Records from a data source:

++++++++++++++++++++

Issue #460, opened 2021-05-25
Support rich structured Enums for reporting errors


skhamis:
## Problem 
Currently Uniffi does not allow too much flexibility in terms of having nested enums which makes things a bit tricky when trying to create richer structured error classes.

In the current effort to [uniffi logins component in application-services](https://github.com/mozilla/application-services/pull/4068) we've run into a bit of limitations in porting over some of the errors.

++++++++++++++++++++

Quote all of the entries exactly as they appear.

Task response |
Issue #460, opened 2021-05-25
Support rich structured Enums for reporting errors


skhamis:
## Problem 
Currently Uniffi does not allow too much flexibility in terms of having nested enums which makes things a bit tricky when trying to create richer structured error classes.

In the current effort to [uniffi logins component in application-services](https://github.com/mozilla/application-services/pull/4068) we've run into a bit of limitations in porting over some of the errors.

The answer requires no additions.